Terlihat pihak Kemenkeu lebih merinci dari klarifikasi data ketimbang PPATK. Namun paparan keduanya menyisakan pertanyaan soal mengapa tidak dilakukan konsolidasi data terlebih dahulu ke dalam menyangkut klasifikasi dalam membagi tipologi kasusnya dari total transaksi Rp 349 triliun tersebut.
Perbedaan klarifikasi, jumlah, dan nomenklatur ini menyulitkan terbentuknya data tunggal sebagai pegangan. Baik untuk kepentingan internal pemerintah sendiri, apalagi untuk pihak lain seperti DPR atau aparat penegak hukum.
Saya mengharapkan Komite TPPU membereskan ke dalam terlebih dahulu berupa konsolidasi data secara rinci.
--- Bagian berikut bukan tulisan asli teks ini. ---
PR #2153, opened 2024-09-18
client list combined menu fix for submenu use

droc12345:
Without this fix it doesn't update properly as a submenu.

### DIFF
--- a/src/action.c
+++ b/src/action.c
@@ -665,10 +665,15 @@ show_menu(struct server *server, struct view *view,
 		return;
 	}
 
-	/* Need to refresh to show current windows and recalculate width */
-	if (!strcasecmp(menu_name, "client-list-combined-menu")) {
-		update_client_list_combined_menu(menu->server);
-	}
+	/*
+	 *  We always refresh the client-list-combined-menu so that it is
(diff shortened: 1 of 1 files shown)


src/action.c
```diff
@@ -666,9 +666,7 @@ show_menu(struct server *server, struct view *view,
 	}
 
 	/* Need to refresh to show current windows and recalculate width */
-	if (!strcasecmp(menu_name, "client-list-combined-menu")) {
-		update_client_list_combined_menu(menu->server);
-	}
+	update_client_list_combined_menu(menu->server);
```
johanmalm, line 669: Suggest adding a comment here to make the reason for always refreshing this clear to other users. Otherwise they're likely to do what I did in the fixup.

Sehingga lahir satu kesepahaman di antara seluruh anggota Komite TPPU dalam membagi dan merinci transaksi Rp 349 triliun. Kesepahaman ini sangat penting agar memudahkan para pihak melakukan langkah-langkah tindak lanjut.
Kita tidak ingin karena tidak terbangunnya kesepahaman di internal Komite TPPU membuat isu transaksi Rp 349 triliun ini menjadi berlarut-larut. Bahkan berpotensi keluar dari konteks yang seharusnya dan menjadi komoditas politik.
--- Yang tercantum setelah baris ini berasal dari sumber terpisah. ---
PR #1671, opened 2024-03-31
[wip] Add ToggleSnapToEdge

Consolatis:
This allows to replace the usual maximize behavior that does not respect gaps with SnapToEdge direction="center" which does respect gaps. It can be bound to the SSD Maximize button and Title double click handlers in rc.xml.

Missing:
- [ ] docs
- [ ] some enum for `<snapping topMaximize="yes|no">` like `yes|no|respectGaps`
- [ ] an entry in the website FAQ like "How to make maximize respect gaps"

Ref: https://www.reddit.com/r/labwc/comments/1brvsj8/

---

Not sure when I'll be working on this again, if somebody else wants to take this over feel free.

To test:
```xml
<labwc_config>

    <keyboard>
        <default />
        <keybind key="W-a">
            <action name="ToggleSnapToEdge" direction="center" />
        </keybind>
    </keyboard>

    <mouse>
        <default />
        <context name="Maximize">
            <mousebind button="Left" action="Click">
                <action name="ToggleSnapToEdge" direction="center" />
            </mousebind>
        </context>

        <context name="Title">
            <mousebind button="Left" action="DoubleClick">
                <action name="ToggleSnapToEdge" direction="center" />
            </mousebind>
        </context>
    </mouse>

</labwc_config>
```

PR #2154, opened 2024-09-18
action: add ToggleSnapToEdge/Region and UnSnap

jp7677:
Behaves identical like SnapToEdge and SnapToRegion, but untiles the window when already being tiled to the given region or direction.

I somehow missed this since there is already `ToggleMaximize` ;). `ToggleSnapToEdge` is also identical with the behavior I'm seeing on Gnome Mutter w.r.t. tiling.

### DIFF
--- a/src/action.c
+++ b/src/action.c
@@ -1172,8 +1172,9 @@ actions_run(struct view *activator, struct server *server,
 			}
 			break;
 		case ACTION_TYPE_UNSNAP:
-			if (view && view->maximized == VIEW_AXIS_NONE && !view->fullscreen
-					&& view_is_tiled(view)) {
+			if (view && !view->fullscreen && !view_is_floating(view)) {
+				view_maximize(view, VIEW_AXIS_NONE,
+					/* store_natural_geometry */ false);
 				view_set_untiled(view);
 				view_apply_natural_geometry(view);
 			}
--- a/src/action.c
+++ b/src/action.c
@@ -69,6 +69,7 @@ enum action_type {
 	ACTION_TYPE_EXECUTE,
 	ACTION_TYPE_EXIT,
 	ACTION_TYPE_MOVE_TO_EDGE,
+	ACTION_TYPE_TOGGLE_SNAP_TO_EDGE,
 	ACTION_TYPE_SNAP_TO_EDGE,
 	ACTION_TYPE_GROW_TO_EDGE,
 	ACTION_TYPE_SHRINK_TO_EDGE,
@@ -99,6 +100,7 @@ enum action_type {
 	ACTION_TYPE_MOVE_RELATIVE,
 	ACTION_TYPE_SEND_TO_DESKTOP,
 	ACTION_TYPE_GO_TO_DESKTOP,
+	ACTION_TYPE_TOGGLE_SNAP_TO_REGION,
 	ACTION_TYPE_SNAP_TO_REGION,
 	ACTION_TYPE_TOGGLE_KEYBINDS,
 	ACTION_TYPE_FOCUS_OUTPUT,
@@ -130,6 +132,7 @@ const char *action_names[] = {
 	"Execute",
 	"Exit",
 	"MoveToEdge",
+	"ToggleSnapToEdge",
 	"SnapToEdge",
 	"GrowToEdge",
 	"ShrinkToEdge",
@@ -160,6 +163,7 @@ const char *action_names[] = {
 	"MoveRelative",
 	"SendToDesktop",
 	"GoToDesktop",
+	"ToggleSnapToRegion",
 	"SnapToRegion",
 	"ToggleKeybinds",
 	"FocusOutput",
@@ -319,12 +323,15 @@ action_arg_from_xml_node(struct action *action, const char *nodename, const char
 			goto cleanup;
 		}
 		/* Falls through */
+	case ACTION_TYPE_TOGGLE_SNAP_TO_EDGE:
 	case ACTION_TYPE_SNAP_TO_EDGE:
 	case ACTION_TYPE_GROW_TO_EDGE:
 	case ACTION_TYPE_SHRINK_TO_EDGE:
 		if (!strcmp(argument, "direction")) {
 			enum view_edge edge = view_edge_parse(content);
-			if ((edge == VIEW_EDGE_CENTER && action->type != ACTION_TYPE_SNAP_TO_EDGE)
+			bool allow_center = action->type == ACTION_TYPE_TOGGLE_SNAP_TO_EDGE
+				|| action->type == ACTION_TYPE_SNAP_TO_EDGE;
+			if ((edge == VIEW_EDGE_CENTER && !allow_center)
 					|| edge == VIEW_EDGE_INVALID) {
 				wlr_log(WLR_ERROR, "Invalid argument for action %s: '%s' (%s)",
 					action_names[action->type], argument, content);
@@ -413,6 +420,7 @@ action_arg_from_xml_node(struct action *action, const char *nodename, const char
 			goto cleanup;
 		}
 		break;
+	case ACTION_TYPE_TOGGLE_SNAP_TO_REGION:
 	case ACTION_TYPE_SNAP_TO_REGION:
 		if (!strcmp(argument, "region")) {
 			action_arg_add_str(action, argument, content);
@@ -538,6 +546,7 @@ action_is_valid(struct action *action)
 		arg_name = "command";
 		break;
 	case ACTION_TYPE_MOVE_TO_EDGE:
+	case ACTION_TYPE_TOGGLE_SNAP_TO_EDGE:
 	case ACTION_TYPE_SNAP_TO_EDGE:
 	case ACTION_TYPE_GROW_TO_EDGE:
 	case ACTION_TYPE_SHRINK_TO_EDGE:
@@ -551,6 +560,7 @@ action_is_valid(struct action *action)
 	case ACTION_TYPE_SEND_TO_DESKTOP:
 		arg_name = "to";
 		break;
+	case ACTION_TYPE_TOGGLE_SNAP_TO_REGION:
 	case ACTION_TYPE_SNAP_TO_REGION:
 		arg_name = "region";
 		break;
@@ -889,10 +899,20 @@ actions_run(struct view *activator, struct server *server,
 				view_move_to_edge(view, edge, snap_to_windows);
 			}
 			break;
+		case ACTION_TYPE_TOGGLE_SNAP_TO_EDGE:
 		case ACTION_TYPE_SNAP_TO_EDGE:
 			if (view) {
 				/* Config parsing makes sure that direction is a valid direction */
 				enum view_edge edge = action_get_int(action, "direction", 0);
+				if (action->type == ACTION_TYPE_TOGGLE_SNAP_TO_EDGE
+						&& view->maximized == VIEW_AXIS_NONE
+						&& !view->fullscreen
+						&& view_is_tiled(view)
+						&& view->tiled == edge) {
+					view_set_untiled(view);
+					view_apply_natural_geometry(view);
+					break;
+				}
 				view_snap_to_edge(view, edge,
 					/*across_outputs*/ true,
 					/*store_natural_geometry*/ true);
@@ -1122,6 +1142,7 @@ actions_run(struct view *activator, struct server *server,
 			}
 			view_constrain_size_to_that_of_usable_area(view);
 			break;
+		case ACTION_TYPE_TOGGLE_SNAP_TO_REGION:
 		case ACTION_TYPE_SNAP_TO_REGION:
 			if (!view) {
 				break;
@@ -1133,6 +1154,15 @@ actions_run(struct view *activator, struct server *server,
 			const char *region_name = action_get_str(action, "region", NULL);
 			struct region *region = regions_from_name(region_name, output);
 			if (region) {
+				if (action->type == ACTION_TYPE_TOGGLE_SNAP_TO_REGION
+						&& view->maximized == VIEW_AXIS_NONE
+						&& !view->fullscreen
+						&& view_is_tiled(view)
+						&& view->tiled_region == region) {
+					view_set_untiled(view);
+					view_apply_natural_geometry(view);
+					break;
+				}
 				view_snap_to_region(view, region,
 					/*store_natural_geometry*/ true);
 			} else {
--- a/src/action.c
+++ b/src/action.c
@@ -102,6 +102,7 @@ enum action_type {
 	ACTION_TYPE_GO_TO_DESKTOP,
 	ACTION_TYPE_TOGGLE_SNAP_TO_REGION,
 	ACTION_TYPE_SNAP_TO_REGION,
+	ACTION_TYPE_UNSNAP,
 	ACTION_TYPE_TOGGLE_KEYBINDS,
 	ACTION_TYPE_FOCUS_OUTPUT,
 	ACTION_TYPE_MOVE_TO_OUTPUT,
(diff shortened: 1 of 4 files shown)


src/action.c
```diff
@@ -912,10 +918,17 @@ actions_run(struct view *activator, struct server *server,
...
 			break;
+		case ACTION_TYPE_TOGGLE_SNAP_TO_EDGE:
 		case ACTION_TYPE_SNAP_TO_EDGE:
 			if (view) {
 				/* Config parsing makes sure that direction is a valid direction */
 				enum view_edge edge = action_get_int(action, "direction", 0);
+				if (action->type == ACTION_TYPE_TOGGLE_SNAP_TO_EDGE
+						&& view->tiled == edge) {
+					view_set_untiled(view);
+					view_restore_to(view, view->natural_geometry);
```
jp7677, line 929: Can we end up without a valid `natural_geometry` here?

src/action.c
```diff
@@ -1154,6 +1168,12 @@ actions_run(struct view *activator, struct server *server,
 			const char *region_name = action_get_str(action, "region", NULL);
 			struct region *region = regions_from_name(region_name, output);
 			if (region) {
+				if (action->type == ACTION_TYPE_TOGGLE_SNAP_TO_REGION
+					&& view->tiled_region == region) {
+					view_set_untiled(view);
+					view_restore_to(view, view->natural_geometry);
```
jp7677, line 1174: Same question as above.

jp7677:
Alternatively, or additionally, an "UnSnap" action which just untiles and restore the last natural position, might also be a good idea.

src/action.c
johanmalm: Sorry - can't remember. @jlindgren90 @ahesford - do you know off the top of your heads?

johanmalm:
> Alternatively, or additionally, an "UnSnap" action which just untiles and restore the last natural position, might also be a good idea.

Yes, I have thought about that before. Definitely up for that one too.

jp7677:
> > Alternatively, or additionally, an "UnSnap" action which just untiles and restore the last natural position, might also be a good idea.
> 
> Yes, I have thought about that before. Definitely up for that one too.

Done ;), but not yet tested...

src/action.c
jlindgren90: natural_geometry can be empty for xdg views, but I believe this is correct anyway - the 0x0 gets passed to the client to choose its own size and then we center the view in the commit handler.

jp7677:
I've tested this now on a multi-monitor setup. While it works nice in principle, untiling moved the window back to the old monitor when the tiled windows was moved to the new output before. The last commit addresses this by tweaking the natural geometry before moving a tiled window to a new output. With that, untiling keeps the window on the new output. 

Note that the size of window might be bigger than the output after untiling. Since move-to-desktop also doesn't touches width/height of a windows, untiling doesn't do either. To mitigate this, a fit-to-output action should follow unsnap or toggle-snap-edge/region , like 

```xml
    <keybind key="W-Down">
      <action name="UnMaximize" />
      <action name="UnSnap" />
      <action name="FitToOutput" />
    </keybind>
``` 

when monitor sizes differ.

jp7677:
PS: The CI failure on Arch seems unrelated.

src/view.c
```diff
@@ -2116,8 +2117,22 @@ view_move_to_output(struct view *view, struct output *output)
...
 		view_apply_maximized_geometry(view);
 	} else if (view->tiled) {
+		/*
+		 * Tweak the natural geometry to also be on the new output.
+		 * This ensures that untiling keeps the view on the new
+		 * output and does not jump back to the old output.
+		 */
+		view->pending.x = output_area.x;
+		view->pending.y = output_area.y;
+		view->natural_geometry = view->pending;
```
jp7677, line 2127: I can't  use `view_store_natural_geometry` (https://github.com/labwc/labwc/blob/master/src/view.c#L843) here since that function exists early for tlied windows.

ahesford: This looks strange. Won't the pending geometry have the tiled width and height at this point? We should just copy the new `x` and `y` fields into `view->natural_geometry` instead of also copying the width and height.

jp7677: Thanks, adjusted and untiling still works nicely after moving a tiled view to another output.

jp7677:
I’m just seeing now that there is already a draft PR https://github.com/labwc/labwc/pull/1671 with a similar approach.

tokyo4j:
I suggest the following change:

```diff
diff --git a/include/view.h b/include/view.h
index 3464b4e9..d69a80c3 100644
--- a/include/view.h
+++ b/include/view.h
@@ -460,6 +460,11 @@ bool view_compute_centered_position(struct view *view,
 	const struct wlr_box *ref, int w, int h, int *x, int *y);
 void view_set_fallback_natural_geometry(struct view *view);
 void view_store_natural_geometry(struct view *view);
+/**
+ * view_apply_natural_geometry - applies view->natural geometry, but
+ * repositions it if it doesn't intersect with the geometry of view->output.
+ */
+void view_apply_natural_geometry(struct view *view);
 
 /**
  * view_effective_height - effective height of view, with respect to shaded state
diff --git a/src/action.c b/src/action.c
index 56e5c41a..fef7ded1 100644
--- a/src/action.c
+++ b/src/action.c
@@ -935,7 +935,7 @@ actions_run(struct view *activator, struct server *server,
 				if (action->type == ACTION_TYPE_TOGGLE_SNAP_TO_EDGE
 						&& view_is_tiled(view) && view->tiled == edge) {
 					view_set_untiled(view);
-					view_restore_to(view, view->natural_geometry);
+					view_apply_natural_geometry(view);
 					break;
 				}
 				view_snap_to_edge(view, edge,
@@ -1181,7 +1181,7 @@ actions_run(struct view *activator, struct server *server,
 						&& view_is_tiled(view)
 						&& view->tiled_region == region) {
 					view_set_untiled(view);
-					view_restore_to(view, view->natural_geometry);
+					view_apply_natural_geometry(view);
 					break;
 				}
 				view_snap_to_region(view, region,
@@ -1193,7 +1193,7 @@ actions_run(struct view *activator, struct server *server,
 		case ACTION_TYPE_UNSNAP:
 			if (view && view_is_tiled(view)) {
 				view_set_untiled(view);
-				view_restore_to(view, view->natural_geometry);
+				view_apply_natural_geometry(view);
 			}
 			break;
 		case ACTION_TYPE_TOGGLE_KEYBINDS:
diff --git a/src/view.c b/src/view.c
index ce459c89..33c24e2c 100644
--- a/src/view.c
+++ b/src/view.c
@@ -1036,7 +1036,7 @@ view_constrain_size_to_that_of_usable_area(struct view *view)
 	view_move_resize(view, box);
 }
 
-static void
+void
 view_apply_natural_geometry(struct view *view)
 {
 	assert(view);
@@ -2117,20 +2117,8 @@ view_move_to_output(struct view *view, struct output *output)
 	} else if (view->maximized != VIEW_AXIS_NONE) {
 		view_apply_maximized_geometry(view);
 	} else if (view->tiled) {
-		/*
-		 * Tweak the natural geometry to also be on the new output.
-		 * This ensures that untiling keeps the view on the new
-		 * output and does not jump back to the old output.
-		 */
-		view->natural_geometry.x = output_area.x;
-		view->natural_geometry.y = output_area.y;
-
 		view_apply_tiled_geometry(view);
 	} else if (view->tiled_region) {
-		/* see comment above */
-		view->natural_geometry.x = output_area.x;
-		view->natural_geometry.y = output_area.y;
-
 		struct region *region = regions_from_name(view->tiled_region->name, output);
 		view_snap_to_region(view, region, /*store_natural_geometry*/ false);
 	}
```

</details>

This reuses `view_apply_natural_geometry()` which adjusts `view->natural_geometry` to make it intersect with `view->output`.

ahesford:
I think exposing `view_apply_natural_geometry` is better than creating a new `view_unsnap`.

jp7677:
> I suggest the following change:

Done, thanks!
(and it still works ;))

tokyo4j:
I tested with `<action name="ToggleSnapToEdge" direction="center" />` which is the original purpose of this feature in #1671, but I encountered SIGABRT due to `VIEW_EDGE_INVALID` passed to `view_snap_to_edge()`. Also, invalid `direction` (e.g. `direction="foo"`) throws SIGABRT as well. So the following change is needed:

```diff
diff --git a/src/action.c b/src/action.c
index a7b62c39..f1e03365 100644
--- a/src/action.c
+++ b/src/action.c
@@ -331,7 +331,9 @@ action_arg_from_xml_node(struct action *action, const char *nodename, const char
 	case ACTION_TYPE_SHRINK_TO_EDGE:
 		if (!strcmp(argument, "direction")) {
 			enum view_edge edge = view_edge_parse(content);
-			if ((edge == VIEW_EDGE_CENTER && action->type != ACTION_TYPE_SNAP_TO_EDGE)
+			bool allow_center = action->type == ACTION_TYPE_TOGGLE_SNAP_TO_EDGE
+				|| action->type == ACTION_TYPE_SNAP_TO_EDGE;
+			if ((edge == VIEW_EDGE_CENTER && !allow_center)
 					|| edge == VIEW_EDGE_INVALID) {
 				wlr_log(WLR_ERROR, "Invalid argument for action %s: '%s' (%s)",
 					action_names[action->type], argument, content);
@@ -546,6 +548,7 @@ action_is_valid(struct action *action)
 		arg_name = "command";
 		break;
 	case ACTION_TYPE_MOVE_TO_EDGE:
+	case ACTION_TYPE_TOGGLE_SNAP_TO_EDGE:
 	case ACTION_TYPE_SNAP_TO_EDGE:
 	case ACTION_TYPE_GROW_TO_EDGE:
 	case ACTION_TYPE_SHRINK_TO_EDGE:

```

</details>

LGTM other than that. Thank you for working on this!

jp7677:
> We will also need similar checks for `ToggleSnapToRegion`.

Sorry for missing those checks, I've added them now. If my logical mind hasn't left me (which it does once in a while), the check should be the other way around though, thus bail out when direction is center and we deal with (Toggle)SnapToEdge. I would appreciate a good look at my version (which you actually always do).

I've also added explicit checks for `!view->maximized` and `!view->fullscreen`. The former `view->view_restore_to` handled those cases, but `view_apply_maximized_geometry` just assert when those conditions are hit.

tokyo4j:
> Sorry for missing those checks, I've added them now. If my logical mind hasn't left me (which it does once in a while), the check should be the other way around though, thus bail out when direction is center and we deal with (Toggle)SnapToEdge. I would appreciate a good look at my version (which you actually always do).

I'm not sure if I understand what you mean, but I think you're misunderstanding what (Toggle)SnapToEdge does. They should accept `center` and it behaves like `Maximize` but respects `<core><gap>` (which the reddit user mentioned in #1671 wanted). On the other hand, `direction` argument in `GrowToEdge` and `ShrinkToEdge` just means the direction the window edge should move rather than the tiling state, so `center` is invalid for them. 

> I've also added explicit checks for !view->maximized and !view->fullscreen. The former view->view_restore_to handled those cases, but view_apply_maximized_geometry just assert when those conditions were hit. A maximized/fullscreen view returns true for view_is_tiled when it has been titled before getting maximized/set to fullscreen.

Nice catch! Then I think `!view_is_floating(view)` can be used instead.

src/action.c
```diff
@@ -889,10 +901,20 @@ actions_run(struct view *activator, struct server *server,
 				view_move_to_edge(view, edge, snap_to_windows);
 			}
 			break;
+		case ACTION_TYPE_TOGGLE_SNAP_TO_EDGE:
 		case ACTION_TYPE_SNAP_TO_EDGE:
 			if (view) {
 				/* Config parsing makes sure that direction is a valid direction */
 				enum view_edge edge = action_get_int(action, "direction", 0);
+				if (action->type == ACTION_TYPE_TOGGLE_SNAP_TO_EDGE
+						&& !view->maximized
```
tokyo4j, line 910: nit: let's use `view->maximized != VIEW_AXIS_NONE` to keep consistency with other parts of the codebase.

jp7677:
> ... but I think you're misunderstanding what `(Toggle)SnapToEdge` does.

Yes, this is exactly what happened, somehow I indeed had in mind that center is an invalid edge. Adjusted and thanks for your patience.

src/action.c
jp7677: Actually I would prefer to keep `!view->maximized` to have a consistent toggle-tiling-back-from-maximed-state for all maximized variations.

tokyo4j: Sorry I should've said `view->maximized == VIEW_AXIS_NONE`. I'm so bad at understanding logic.

Well, I prefer `view->maximized == VIEW_AXIS_NONE` (which is exactly the same as `!view->maximized`) since it makes it clear that the view is not maximized in any direction.

> have a consistent toggle-tiling-back-from-maximed-state for all maximized variations.

Sorry I couldn't understand what you mean by this (I guess this is my English skill issue).

jp7677: Nah, I'm even worse at simply reading, somehow I read `VIEW_AXIS_BOTH` while you wrote `VIEW_AXIS_NONE` ;). I've pushed that adjustments and agree that consistency matters.

tokyo4j:
I tested this and it worked fine also with invalid `direction`/`region`.

The last thing I noticed is that it might be more natural to unmaximize the window with `UnSnap`. Of course the combination of `UnMaximize` and `UnSnap` (ref: https://github.com/labwc/labwc/pull/2154#issuecomment-2362931748) will also work, but I don't come up with any demand for `UnSnap` to do nothing when the window is maximized. CC @johanmalm @ahesford

ahesford:
I think making UnSnap imply UnMaximize is appropriate.

jp7677:
> Oops, I tried `gh pr update-branch` command for the first time and did something wrong... I thought it would pull the @jp7677's branch into my local branch, but looks like my understanding was incorrect.
> 
> EDIT: Removed the merge commit I accidentally made.

What I do to pull in remote changes into a local branch is `git pull https://github.com/<user>/<repo> <branch>`, so in this case `git pull https://github.com/jp7677/labwc toggle-tiling`, with a space between repo and branch.

jp7677:
> I tested this and it worked fine also with invalid `direction`/`region`.

Thanks!
 
> The last thing I noticed is that it might be more natural to unmaximize the window with `UnSnap`. Of course the combination of `UnMaximize` and `UnSnap` (ref: [#2154 (comment)](https://github.com/labwc/labwc/pull/2154#issuecomment-2362931748)) will also work, but I don't come up with any demand for `UnSnap` to do nothing when the window is maximized. CC @johanmalm @ahesford

Any thoughts how this should exactly behave? Currently UnSnap has no arguments, but UnMaximize has a direction argument. To be honest, I tend to keep actions separate, also because chaining works nice in this case (which could ofc be mentioned in the docs).

ahesford:
I think UnSnap should behave as if UnMaximize were called with a "both" argument before the action is applied. That is, set the maximization to VIEW_AXIS_NONE and then set untiled and apply the natural geometry.

tokyo4j:
> Any thoughts how this should exactly behave? Currently UnSnap has no arguments, but UnMaximize has a direction argument. To be honest, I think keeping both actions separate is less confusing, also because chaining works nice in this case (which could ofc be mentioned in the docs).

I think it's intuitive to consider `UnSnap` to "make the window floating" (but ignore fullscreened), so unmaximizing into `VIEW_AXIS_NONE` sounds fine to me.

> Edit: like this?

Yes, it is. But we should also handle the cases when `view_is_tiled(view) && view->maximized != VIEW_AXIS_NONE`, like:

```c
		case ACTION_TYPE_UNSNAP:
			if (view && !view->fullscreen && !view_is_floating(view)) {
				view_maximize(view, VIEW_AXIS_NONE,
					/* store_natural_geometry */ false);
				view_set_untiled(view);
				view_apply_natural_geometry(view);
			}
			break;
```

jp7677:
Alright, pushed and also added @tokyo4j as a co-author.

tokyo4j:
LGTM. Thank you for your patience!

Terlebih saat ini kita tengah memasuki tahun politik. Jika sudah masuk ke ranah politik, kasusnya sendiri juga berpotensi tidak terselesaikan dengan baik. Kita semua lebih sibuk berpolemik secara internal ketimbang mencari langkah-langkah produktif untuk mencari penyelesaian demi penyelamatan keuangan dan pendapatan negara.
Kita mengharapkan pendekatan kita dalam melihat persoalan ini tidak hanya memakai satu perspektif berdasarkan kewenangannya masing-masing. Jika casebuiliding-nya tidak cukup didekati dengan pidana perpajakan atau pelanggaran kepabeanan, sesungguhnya APH lainnya bisa mendekatinya dengan pintu pidana lainnya, seperti korupsi, pencucian uang, dan lain-lain.
Untuk bisa melakukan orkestrasi seperti ini dari Komite TPPU, maka mereka harus menyelesaikan problem dasarnya soal tafsir dan penyajian data. Sehingga ada data tunggal.
Sedihnya, internal Komite TPPU masih belum bisa menyajikan data tunggal sebagai rujukan bersama. Kita berharap hal ini bisa diselesaikan sesegera mungkin. Sehingga ketika Komite TPPU melakukan paparan ke DPR bisa lebih 'move on' dan menentukan langkah-langkah progresif dengan dukungan politik dari DPR. Semoga saja.